3. **OCR Integration**: Page rendering at high DPI enables OCR workflows but OCR itself is not implemented.
## Code Style Guidelines
- Minimal comments in code (per user preference)
- Clear, descriptive function and variable names
- Comprehensive error handling with descriptive messages
- TypeScript strict mode compliance
## Security Considerations
- URL validation for PDF loading
- No execution of PDF JavaScript
- Safe regex compilation with error handling
- Input validation for all parameters
## Maintenance Notes
When updating:
1. Run all tests before committing
2. Update examples if adding new features
3. Keep README.md in sync with actual capabilities
4. Maintain backward compatibility for API (if possible)
## Performance Optimizations
- PDFs are cached in memory after loading
- Batch operations available for rendering multiple pages
- Efficient search using indexOf for plain text
- Lazy loading of PDF content only when needed
## Documentation Guidelines
The following guidelines should be followed when writing documentation including comments, `README.md`, and other markdown files:
- Use proper grammar and spelling
- Use clear and concise language
- Use consistent terminology
- Use proper headings for sections
- Use code blocks for code snippets
- Use bullet points for lists
- Use link to relevant issues/PRs when applicable
- Use backticks (`` ` ``) for code references and file/directory/path names in documentation
### Commenting Guidelines
- Use reference links for classes, enums, and functions in documentation
- Use `///` (dartdoc comments) for public API comments (and even for important private APIs)

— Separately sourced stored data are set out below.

PR #127, opened 2020-06-04
Service integration

yalh76:
## Problem
- *Service integration steps are not homogenization*

## Solution
- *Current service integration steps homogenization*
- *adding the service integration step during upgrade*


yalh76:
> 
> 
> I would use "integrate **into** YunoHost" instead of "in".

no opinion on that point.

I just tried to homogenize between different scripts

### Markdown Documentation Guidelines
- Include links to issues/PRs when relevant
- Use link to [API reference](https://pub.dev/documentation/pdfrx/latest/pdfrx/) for public APIs if possible
- `README.md` should provide an overview of the project, how to use it, and any important notes
- `CHANGELOG.md` should follow the [Keep a Changelog](https://keepachangelog.com/en/1.0.0/) principles
- Be careful not to include implementation details in the changelog
- Focus on user-facing changes, new features, bug fixes, and breaking changes
- Use sections for different versions
- Use bullet points for changes
## Release Process
When releasing a new version, follow these steps:
1. **Determine Version Number**
- Patch release (0.x.Y): Bug fixes only
- Minor release (0.X.0): New features, backwards compatible
- Major release (X.0.0): Breaking changes
2. **Update Version**
- Update version in `package.json`
- Update `CHANGELOG.md` with release notes following Keep a Changelog format
3. **Commit and Tag**
```bash
git add package.json CHANGELOG.md
git commit -m "Release version X.Y.Z"
git tag -a vX.Y.Z -m "Release vX.Y.Z"
```
4. **Push to GitHub**
```bash
git push origin main --tags
```
## Special Notes
- `CHANGELOG.md` is not an implementation node. So it should be updated only on releasing a new version
- For web search, if `gemini` command is available, use `gemini -p "<query>"`.